On the Blindness of Instincts


Instincts are the internal poking and proddings to action we are wired with to secure our sense of safety. They are the little hunches, pokes, and prods that give us just enough information to jump into action without thinking at all. Our instincts have the tendency to be blind because we jump into action, without first looking at the eventual outcome.

A good example of a creature blinded by instincts is Pepé Le Pew, the “odor-able kitty” cartoon skunk character created by Warner Bros.  The episodes are all based on a Pepe’s skunk instincts to gain love and affection. However, his instincts blind him to the consequences of his actions. As a skunk, he is a rather wild creature operating out of the instinct to mate. He is so blinded by this instinct that he doesn’t even see that he is pursuing a completely different species, a domesticated creature at that, a lovely little lady cat.  Pepé Le Pew, also doesn’t recognize that he stinks, or that his flirtations with” his lady” cat will be eternally thwarted by hammer and fist, or that his impulse to act causes such short-sightedness that it prevents him from seeing the imminent cliff or the oncoming train.

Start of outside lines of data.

PR #200, opened 2018-01-30
allows us to deploy parts of the app with prodReady <Route /> property,...

### LINKED ISSUE #63: Thanks page should hide some header links
A reduced header should be shown to focus people on thanks page actions.

This should probably be implemented in a way that ensures that the full header returns easily in other contexts.

### LINKED ISSUE #201: Hide most navigation on create petition page

- have the nav display handled with redux - we usually hide the nav when we don't want it to distract from the action featured on the page

schuyler1d:
...,but make ALL petitions.moveon.org links use <Link to= /> and then direct appropriately.

This should make it straightforward for us to distinguish what's 'done and ready' and still being worked on and allow us to deploy production pieces that have passed while some still-not-complete (or QA/tested) components, can still live in master with their routes.

This now also has a second commit -- see https://github.com/MoveOnOrg/mop-frontend/pull/200/commits/8825c11060837662462d1d1a8e516d82ae5e7047 for the second one, which fixes #201 and fixes #63

### DIFF
--- a/CONTRIBUTING.md
+++ b/CONTRIBUTING.md
@@ -8,5 +8,8 @@
  * assuming redux-thunk, no mapPropsToDispatch -- just call `dipatch(actions.foo(data))`
  * `actions/*` is where you call out to get data (async or otherwise)
  * lazy-loading info: (TODO)
- 
-
+ * Even though convention calls redux 'state' 'state' -- we call it `store`, to map better to the redux
+   global store object, and distinguish it from component states.  c.f. any component that has a mapStateToProps function
+ * Any links to petitions.moveon.org should use react-router's `<Link to= />` regardless of it being in or out of the react app.
+   - The url must be absolute and not relative (start with a `/`)
+   - See src/routes.js for details -- when a route's app is 'production ready', we need to mark it with `prodReady` in the appropriate `<Route />`
--- a/CONTRIBUTING.md
+++ b/CONTRIBUTING.md
@@ -11,5 +11,5 @@
  * Even though convention calls redux 'state' 'state' -- we call it `store`, to map better to the redux
    global store object, and distinguish it from component states.  c.f. any component that has a mapStateToProps function
  * Any links to petitions.moveon.org should use react-router's `<Link to= />` regardless of it being in or out of the react app.
-   - The url must be absolute and not relative (start with a `/`)
+   - The `to` must be an absolute path and not relative (i.e. start with a `/`)
    - See src/routes.js for details -- when a route's app is 'production ready', we need to mark it with `prodReady` in the appropriate `<Route />`
--- a/src/actions/petitionActions.js
+++ b/src/actions/petitionActions.js
@@ -169,7 +169,7 @@ export const registerSignatureAndThanks = (petition, signature) => () => {
     window.gtag('event', 'conversion', { send_to: petition.gtag_keys })
   }
   // 2. show thanks page
-  let thanksUrl = 'thanks.html'
+  let thanksUrl = '/thanks.html'
   if (petition.thanks_url) {
     if (/^https?:\/\//.test(petition.thanks_url)) {
       document.location = petition.thanks_url // FUTURE: maybe add some query params
--- a/src/components/footer.js
+++ b/src/components/footer.js
@@ -1,4 +1,5 @@
 import React from 'react'
+import { Link } from 'react-router'
 
 const Footer = () => (
   <div className='container footer'>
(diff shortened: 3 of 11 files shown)


CONTRIBUTING.md
```diff
@@ -8,5 +8,8 @@
  * assuming redux-thunk, no mapPropsToDispatch -- just call `dipatch(actions.foo(data))`
  * `actions/*` is where you call out to get data (async or otherwise)
  * lazy-loading info: (TODO)
- 
-
+ * Even though convention calls redux 'state' 'state' -- we call it `store`, to map better to the redux
+   global store object, and distinguish it from component states.  c.f. any component that has a mapStateToProps function
+ * Any links to petitions.moveon.org should use react-router's `<Link to= />` regardless of it being in or out of the react app.
```
schuyler1d: This is documenting what I'm setting up here.  the main action is all in routes.js

src/actions/petitionActions.js
```diff
@@ -169,7 +169,7 @@ export const registerSignatureAndThanks = (petition, signature) => () => {
     window.gtag('event', 'conversion', { send_to: petition.gtag_keys })
   }
   // 2. show thanks page
-  let thanksUrl = 'thanks.html'
+  let thanksUrl = '/thanks.html'
```
schuyler1d: This is one of many examples where we clean up all places where our code does not have absolute urls

src/components/footer.js
```diff
@@ -11,19 +12,19 @@ const Footer = () => (
         </div>
         <div className='row'>
           <div className='span4'>
-            <a className='icon-start icon-link-narrow' href='https://petitions.moveon.org/create_start.html?source=bnav'>Start a Petition</a>
-            <a className='icon-link-narrow icon-managepetitions' href='https://petitions.moveon.org/dashboard.html'>Dashboard</a>
+            <Link className='icon-start icon-link-narrow' to='/create_start.html?source=bnav'>Start a Petition</Link>
+            <Link className='icon-link-narrow icon-managepetitions' to='/dashboard.html'>Dashboard</Link>
```
schuyler1d: So these are the good patterns now -- every single link that is to petitions.moveon.org is now a `<Link` and has an absolute url in the `to=` field.

src/components/nav.js
```diff
@@ -30,51 +31,54 @@ const Nav = ({ user, nav, organization }) => {
...
             <div className='moveon-masthead pull-left'>
-              <a href='/'>MoveOn.org</a>
+              <Link to='/'>MoveOn.org</Link>
             </div>
           </div>
-
-          <div className='pull-left top-icons hidden-phone'>
-            <div className='pull-left span2 petitions-partner-logo bump-top-1 margin-right-2 hidden-phone'>
-              {partnerLogoLinks}
+          {!minimal
```
schuyler1d: This is the second part -- basically when we have a minimal property passed in, then we skip all these additional links

src/components/wrapper.js
```diff
@@ -5,9 +5,12 @@ import PropTypes from 'prop-types'
 import Nav from './nav.js'
 import Footer from './footer.js'
 
-const Wrapper = ({ children, params }) => (
+const Wrapper = ({ children, params, routes }) => (
   <div className='moveon-petitions'>
-    <Nav organization={params && params.organization || ''} />
+    <Nav
+      organization={params && params.organization || ''}
+      minimal={!!routes[routes.length - 1].minimalNav}
```
schuyler1d: passes in minimal based on whether the route we're on has a property called `minimalNav` -- an easy decorator to tweak the nav for a route (i think)!

src/routes.js
```diff
@@ -20,28 +20,62 @@ const baseAppPath = process.env.BASE_APP_PATH || '/'
...
+  // that view yet or if we're in production limits matches
+  // to <Route> objects marked with a prodReady property (={true})
+  // All <Link>s and appLocation.push calls in the codebase should NOT be relative
+  // -- i.e. they should be absolute links like /thanks.html
+
+  const PROD_URL = 'https://petitions.moveon.org'
+  const origPush = historyObj.push
+  // eslint-disable-next-line no-param-reassign
+  historyObj.push = (path, state) => {
+    match(
```
schuyler1d: so everything has an ugly side.  This has to overwrite our `historyObj.push` method to test for various situations.  if we pass through, then we just proceed as normal, but if:
* It's a http.... url then we just go to it
* If we're on production (really produciton production -- on petitions) then the route has to be marked `prodReady` or we redirect away from the react app.
* If there's a 404, i.e. no route defined, then we also assume it's for the old site, so we redirect.

src/routes.js
```diff
@@ -20,28 +20,62 @@ const baseAppPath = process.env.BASE_APP_PATH || '/'
...
+  }
+}
+
 export const routes = (store) => {
   const orgLoader = (nextState) => {
     if (nextState.params && nextState.params.organization) {
       store.dispatch(loadOrganization(nextState.params.organization))
     }
   }
+  const routeHierarchy = (
```
schuyler1d: This is just moving the whole hierarchy above the thing we return, since we need the routes to do the appLocation.push test.

webpack.config.js
```diff
@@ -67,7 +67,8 @@ var config = {
         'API_WRITABLE': JSON.stringify(process.env.API_WRITABLE || process.env.PROD),
         'API_SIGN_PETITION': JSON.stringify(process.env.API_SIGN_PETITION || ''),
         'BASE_APP_PATH': JSON.stringify(process.env.BASE_APP_PATH || '/'),
-        'BASE_URL': JSON.stringify(process.env.BASE_URL || 'https://petitions.moveon.org'),
+        'BASE_URL': JSON.stringify(process.env.BASE_URL
```
schuyler1d: Now that we are doing something weird when the BASE_URL = 'petitions.moveon.org' we probably shouldn't set that as the default -- only for PROD (and for stage, we're setting this explicitly)

CONTRIBUTING.md
```diff
@@ -8,5 +8,8 @@
...
+   - The url must be absolute and not relative (start with a `/`)
```
sreynen: I think what you're talking about here is root relative URLs, not absolute. Absolute URLs include https:// and the domain, and that doesn't seem to be the required pattern.

src/routes.js
```diff
@@ -20,28 +20,62 @@ const baseAppPath = process.env.BASE_APP_PATH || '/'
 
 export const appLocation = (Config.USE_HASH_BROWSING ? hashHistory : browserHistory)
 
+const updateHistoryObject = (historyObj, routes) => {
+  // This overrides <Link> routes and router.push() calls if we haven't implemented
+  // that view yet or if we're in production limits matches
+  // to <Route> objects marked with a prodReady property (={true})
+  // All <Link>s and appLocation.push calls in the codebase should NOT be relative
+  // -- i.e. they should be absolute links like /thanks.html
```
sreynen: See note above. Root relative, not absolute.

src/routes.js
```diff
@@ -20,28 +20,62 @@ const baseAppPath = process.env.BASE_APP_PATH || '/'
...
     if (nextState.params && nextState.params.organization) {
       store.dispatch(loadOrganization(nextState.params.organization))
     }
   }
+  const routeHierarchy = (
+    <Route path={baseAppPath} component={Wrapper} onEnter={(nextState) => { store.dispatch(loadSession(nextState)) }} >
+      <IndexRoute component={Home} />
+      <Route path='/sign/:petition_slug' component={SignPetition} />
+      <Route path='/:organization/sign/:petition_slug' component={SignPetition} onEnter={orgLoader} />
+      <Route path='/thanks.html' component={ThanksPage} prodReady minimalNav />
```
sreynen: thanks.html isn't actually prod ready yet. In theory we're only linking to it from sign so this won't matter, but it seems worth entirely avoiding the risk of accidentally deploying something by not adding this in advance.

schuyler1d: I agree it's not prod-ready yet, but I thought it would be useful to have at least one example on the code, and as you noted, it's impossible to get to the thanks page until /sign/ is marked as prodReady.  I can remove it to avoid status-confusion

schuyler1d:
closing for replacement of #224 (needs approval/review again?) and #225 (merged)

Considering animals are probably living a little closer to the edge of survival on a moment by moment basis, they probably have to depend predominantly on their instincts to survive. Animals may not even be blessed with the genetic ability to reflect, judge, and contemplate consequences of impulsive behavior. However, it seems the closer we humans feel to the vulnerable side of survival, the more we revert to the blindness of instinctual behavior.

And to be honest, don’t we all have some degree of Pepé Le Pew in our own character. We all want to feel love and affection, safe and secure. We all try to control of our environment to feel secure by manipulating the conditions around us. This is where instincts hit the pavement either with a crash landing or with effective speed.

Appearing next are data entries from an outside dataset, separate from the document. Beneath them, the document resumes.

PR #218, opened 2018-01-31
Fixes footer to match logged out state in prod

### LINKED ISSUE #206: Update footer links to be logged-out state
Currently looks like this:
screen shot 2018-01-30 at 3 39 24 pm

Should look like this:
screen shot 2018-01-30 at 3 39 17 pm

I.e. it should look how it does when logged out on https://petitions.moveon.org/ not when logged in.

shakalee14:
Closes #206


shakalee14:
I will wait until #200 is merged and then switch to <Link />

sreynen:
#224 (replacement for #200) was merged, so this should be good to merge now after the merge conflict is resolved.

PR #219, opened 2018-01-31
Removes inline styling and switches to Link component

### LINKED ISSUE #208: Font size is too small on "Start a Petition Campaign" button
Looks like it has an inline `font-size: 99%`, perhaps added when font face was wrong.

shakalee14:
Closes #208

### DIFF
--- a/src/components/billboard.js
+++ b/src/components/billboard.js
@@ -1,13 +1,6 @@
 import React from 'react'
 import Video from './video'
-
-// To fix font size issue for red button font in chrome browser
-
-const billboardButton = {
-  fontSize: '99%'
-}
-
-// TODO: make start a petition a <Link> when we have implemented petition creation
+import { Link } from 'react-router'
 
 const BillBoard = () => (
   <div className='container'>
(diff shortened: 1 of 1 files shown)


src/components/billboard.js
```diff
@@ -18,9 +11,9 @@ const BillBoard = () => (
           <div className='billboard-text'>
             <h1 className='white big-title'>People Powered Petitions</h1>
             <p className='white size-medium-large'>There are more than 8 million MoveOn members. Tap into our shared people power and create progressive change.</p>
-            <a href='/create_start.html?source=petitionshomepage' className='button button-xl background-moveon-bright-red' style={billboardButton}>
+            <Link to='/create_start.html?source=petitionshomepage' className='button button-xl background-moveon-bright-red'>
```
sreynen: We're likely to deploy the home page before the create petition page is ready, so we don't want to load create petition page in React just yet.

sreynen:
Now that I'm looking at #200, this might work in that context, so this might only need to wait on that.

PR #301, opened 2014-12-30
Introduce IdentityError

HaoK:
As we discussed today, to keep the logical error along with the msg, introducing a new IdentityError class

For example, have you ever seen a mother protect her children like a mother bear protecting her cubs. The instinct to rage is so strong, impulsive and immediate that there is no room in the moment to “check” her attitude or “question” her thinking.  And thank God when it means the difference between lifting the car off their legs or not!

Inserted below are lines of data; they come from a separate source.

Issue #17, opened 2014-03-20
Need to rehash password if custom PasswordHasher returns PasswordVerificationResult.SuccessRehashNeeded


suhasj:
If the user implements a custom PasswordHasher and returns the PasswordVerificationResult.SuccessRehashNeeded in the 'VerifyHashedPassword' method, we need to rehash the password and store it back into the database. 

 This is not implemented currently, for example. in the Find method for usermanager we verify if the verification code is not 'Failed'. If not we return true. We can check if the code is PasswordVerificationResult.SuccessRehashNeeded and rehash the password

henninga:
Will this only be part of the vNext?

PR #306, opened 2015-01-02
Rehash passwords when needed

HaoK:
Fixes https://github.com/aspnet/Identity/issues/17

cc @divega @GrabYourPitchforks @blowdart @suhasj

### DIFF
--- a/src/Microsoft.AspNet.Identity/UserManager.cs
+++ b/src/Microsoft.AspNet.Identity/UserManager.cs
@@ -455,7 +455,7 @@ namespace Microsoft.AspNet.Identity
             {
                 throw new ArgumentNullException("password");
             }
-            var result = await UpdatePasswordInternal(passwordStore, user, password, cancellationToken);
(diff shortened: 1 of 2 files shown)


src/Microsoft.AspNet.Identity/UserManager.cs
```diff
@@ -557,7 +557,12 @@ public virtual string NormalizeUserName(string userName)
             {
                 return false;
             }
-            return await VerifyPasswordAsync(passwordStore, user, password, cancellationToken);
+            var result = await VerifyPasswordAsync(passwordStore, user, password, cancellationToken);
```
suhasj: Is there a way to hook convert this to IdentityResult. That way I insert logging here which can trace that the password was rehashed. Else we can look at logging to log for results other than IdentityResult as well

HaoK:
Merged 69ac9abcc5bdd831026bb31983b9e4f2979915e5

And we humans are born soft and vulnerable. So, it doesn’t take a rocket scientist to lay out the spectrum of instincts gone way out of control. From withholding information, to bullying, to murders at any scale. They all reflect a need to control the environment for a sense of power, dominance,  and underlying sense of security.

However, since we humans have been blessed with the gift of judgement, and the ability to foresee and reflect on probable outcomes, it may be a good question to ask where our sense of security actually comes from at all? Because if you hit the road running, full instincts in gear, thinking your security, survival or peace is based on manipulation and control of conditions outside yourself, then you may have more than one foot on the eternal treadmill of animal instincts like Pepe Le Pew. And there's a quiet hint of irony that the word instinct contains "stinc" in it after all.

But, if you have come to understand that you are supported by and connected with a source of abundance, the same source energy that pushes up daisies in Spring, and rolls the tides with the phases of the moon, then you have at least one foot in a place of eternal security that no one else can dominate or control. And ironically, the more one accepts this truth, the more security, peace, and abundance one experiences. Try it, you might just like it.